Accueil » Actualités médicales » Le mécanisme de croissance surprenant de l'agent pathogène de la tuberculose remet en question la biologie bactérienne

Le mécanisme de croissance surprenant de l'agent pathogène de la tuberculose remet en question la biologie bactérienne

par Ma Clinique
18 novembre 2024
dans Actualités médicales
Temps de lecture : 3 min
La nouvelle classification de la tuberculose vise à mieux se concentrer sur les premiers stades de la maladie

La bactérie de la tuberculose (TB), en forme de bâtonnet, que l'Organisation mondiale de la santé a une fois de plus classée parmi les maladies infectieuses les plus meurtrières au monde, est le premier organisme unicellulaire jamais observé à maintenir un taux de croissance constant tout au long de son cycle de vie. Ces résultats, rapportés par des chercheurs de la Tufts University School of Medicine le 15 novembre dans la revue Microbiologie naturellerenversent les croyances fondamentales de la biologie cellulaire bactérienne et suggèrent pourquoi l’agent pathogène mortel déjoue si facilement notre système immunitaire et nos antibiotiques.
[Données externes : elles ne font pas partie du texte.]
PR #1395, opened 2026-02-22
feat!(admin-tx): add tagged sighash for multisig actions

prajwolrg:
## Description

The previous sighash was `SHA256(borsh_hash(action) ‖ seqno)`, which relied on Borsh's internal tagging (enum discriminants, field ordering) for domain separation. This is fragile: reordering enum variants, adding/removing fields, or restructuring types silently changes the sighash. 

The explicit payload layout also makes it straightforward to compute the sighash in other languages (TypeScript, Python, Go, etc.) without needing a Borsh implementation — any language with SHA-256 and byte concatenation can reproduce the hash.

* Replace bare `TxType` constants with a `repr(u8)` `AdminTxType` enum that is the single source of truth for admin transaction type discriminants.
* Introduce a `Sighash` trait that each action type implements, providing domain-separated tagged hashes `(SHA256(SHA256(tag) ‖ seqno ‖ payload))`.
* Each `AdminTxType` variant has a unique BIP-340–style sighash tag (strata/admin/<variant>) with lazy-computed tag hashes
* Simplify test harness by having `build_envelope_tx` accept a `TagData` directly and having `AdminContext::sign` return only the payload

### Type of Change

- [x] Documentation update
- [x] Refactor
- [ ] New or updated tests
- [ ] Dependency Update

## Notes to Reviewers

- [x]  Yes: https://www.notion.so/SPS-65-Strata-Administration-Subprotocol-265901ba000f80e583d7ff093da6b369
- [ ]  No

## Checklist

### DIFF
--- a/crates/asm/txs/admin/src/parser.rs
+++ b/crates/asm/txs/admin/src/parser.rs
@@ -44,6 +44,7 @@ impl SignedPayload {
 /// - The transaction lacks a taproot leaf script in its witness
 /// - The envelope payload cannot be parsed
 /// - The signed payload cannot be deserialized
+// TODO: https://alpenlabs.atlassian.net/browse/STR-2366
 pub fn parse_tx(tx: &TxInputRef<'_>) -> Result<SignedPayload, AdministrationTxParseError> {
     let tx_type = tx.tag().tx_type();
 


crates/asm/txs/admin/src/actions/updates/multisig.rs
```diff
@@ -34,3 +36,33 @@ impl MultisigUpdate {
...
     }
 }
+
+impl Sighash for MultisigUpdate {
+    fn tx_type(&self) -> AdminTxType {
+        match self.role {
+            Role::StrataAdministrator => AdminTxType::StrataAdminMultisigUpdate,
+            Role::StrataSequencerManager => AdminTxType::StrataSeqManagerMultisigUpdate,
+        }
+    }
```
storopoli, line 46: The parser reads `tx_type` but only uses it for error mapping; it never enforces that tag `tx_type` matches `signed_payload.action.tx_type()`. That leaves a protocol-consistency gap (tag can claim one action while payload/signature authorizes another).

https://github.com/alpenlabs/alpen/blob/d3458b3f6966095e6fe88c0cc4a5c2e447953dbf/crates/asm/txs/admin/src/parser.rs#L47-L64

crates/asm/txs/admin/src/constants.rs
```diff
@@ -1,28 +1,198 @@
...
+            }
+            // SHA256("strata/admin/asm_stf_vk_update")
+            Self::AsmStfVkUpdate => {
+                &hex!("3b997494e33fb473fd81869e0128ff44489e8ee2b07a791ab157514672d36ced")
+            }
+        }
+    }
+}
+
+impl fmt::Display for AdminTxType {
```
irnb, line 92: nit: Is there a workaround to avoid the manual Display impl here?

crates/asm/txs/admin/src/constants.rs
```diff
@@ -1,28 +1,198 @@
...
+
+impl AdminTxType {
+    /// Returns the precomputed `SHA256(tag)` for this transaction type's
+    /// sighash tag, where `tag = "strata/admin/<tx_type_name>"`.
+    pub fn sighash_tag_hash(&self) -> &'static [u8; 32] {
+        match self {
+            // SHA256("strata/admin/cancel")
+            Self::Cancel => {
+                &hex!("35d7714c91591bcdd57783d64211bff38b471d09e2d3c941c3631b3a4083d64e")
+            }
```
irnb, line 63: Are the hardcoded hex literals necessary for performance, or could we compute these from the tag strings using `const fn SHA256`  or `LazyLock`  (compile time)? 

That would make the tag  strings the single source of truth and eliminate the risk of hash/string mismatch.

irnb (changes requested):
Nice work 
The BIP-340-style tagged sighash approach is neat. 🔥 

Left a couple of minor comments.

crates/asm/txs/admin/src/constants.rs
prajwolrg: I couldn't find constant function for generating the SHA256 hash. That'd have been the best. 

Directly using hex literal is just for performance, and I added it later in [d1ce181](https://github.com/alpenlabs/alpen/pull/1395/commits/d1ce18181cf2716ae0193e24141da579fd62e3eb). I was using LazyLock earlier.

crates/asm/txs/admin/src/constants.rs
prajwolrg: For this particular use case, I could use something like the following, since `Display` output is just the variant name.

```rust
impl fmt::Display for AdminTxType {
        fmt::Debug::fmt(self, f)
    }
}
```

Alternatively I could use `strum::Display` which is meant for this purpose.

I'm not sure if it's better to couple `Display` to `Debug` semantics.

crates/asm/txs/admin/src/actions/updates/multisig.rs
prajwolrg: This is a known issue. I added a TODO for now in [bad8a69](https://github.com/alpenlabs/alpen/pull/1395/commits/bad8a69ef8bca26b61b799cb56e8037cbbc34c4a). This will be handled properly as part of that ticket.

crates/asm/txs/admin/src/constants.rs
irnb: https://github.com/alpenlabs/alpen/pull/1395/changes#diff-84578b80a127cb458451b73990648dd41cbc049a8e2ee3e4180fe85917928be6R147

irnb (approved):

« La chose la plus fondamentale que l'on puisse étudier chez les bactéries est la manière dont elles se développent et se divisent. Pourtant, notre étude révèle que l'agent pathogène de la tuberculose respecte un ensemble de règles complètement différentes de celles des organismes modèles plus faciles à étudier », a déclaré Bree Aldridge, chercheuse scientifique. professeur de biologie moléculaire et de microbiologie à l'École de médecine et professeur de génie biomédical à l'École d'ingénierie, ainsi que l'un des co-auteurs principaux de l'article avec Ariel Amir de l'Institut des sciences Weizmann.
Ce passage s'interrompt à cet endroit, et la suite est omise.